Problem to work on
Down to the last line, repeat the data below exactly.

Entries shown
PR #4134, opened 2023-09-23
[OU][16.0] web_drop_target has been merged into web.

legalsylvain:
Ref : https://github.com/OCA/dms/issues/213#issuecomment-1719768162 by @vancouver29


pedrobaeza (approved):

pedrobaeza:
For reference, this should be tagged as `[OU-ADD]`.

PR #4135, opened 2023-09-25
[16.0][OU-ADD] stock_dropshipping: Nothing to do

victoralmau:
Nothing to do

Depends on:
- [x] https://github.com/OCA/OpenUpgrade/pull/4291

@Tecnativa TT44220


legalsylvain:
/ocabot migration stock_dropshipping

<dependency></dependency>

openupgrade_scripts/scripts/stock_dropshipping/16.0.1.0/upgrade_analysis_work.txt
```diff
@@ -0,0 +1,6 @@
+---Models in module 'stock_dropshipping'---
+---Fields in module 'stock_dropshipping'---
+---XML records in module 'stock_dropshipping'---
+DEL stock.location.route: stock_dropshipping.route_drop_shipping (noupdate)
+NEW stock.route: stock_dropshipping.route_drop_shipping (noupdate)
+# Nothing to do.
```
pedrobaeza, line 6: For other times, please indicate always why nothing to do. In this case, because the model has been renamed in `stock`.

Written solution
PR #4134, opened 2023-09-23
[OU][16.0] web_drop_target has been merged into web.

legalsylvain:
Ref : https://github.com/OCA/dms/issues/213#issuecomment-1719768162 by @vancouver29


pedrobaeza (approved):

pedrobaeza:
For reference, this should be tagged as `[OU-ADD]`.

PR #4135, opened 2023-09-25
[16.0][OU-ADD] stock_dropshipping: Nothing to do

victoralmau:
Nothing to do

Depends on:
- [x] https://github.com/OCA/OpenUpgrade/pull/4291

@Tecnativa TT44220


legalsylvain:
/ocabot migration stock_dropshipping

<dependency></dependency>

openupgrade_scripts/scripts/stock_dropshipping/16.0.1.0/upgrade_analysis_work.txt
```diff
@@ -0,0 +1,6 @@
+---Models in module 'stock_dropshipping'---
+---Fields in module 'stock_dropshipping'---
+---XML records in module 'stock_dropshipping'---
+DEL stock.location.route: stock_dropshipping.route_drop_shipping (noupdate)
+NEW stock.route: stock_dropshipping.route_drop_shipping (noupdate)
+# Nothing to do.
```
pedrobaeza, line 6: For other times, please indicate always why nothing to do. In this case, because the model has been renamed in `stock`.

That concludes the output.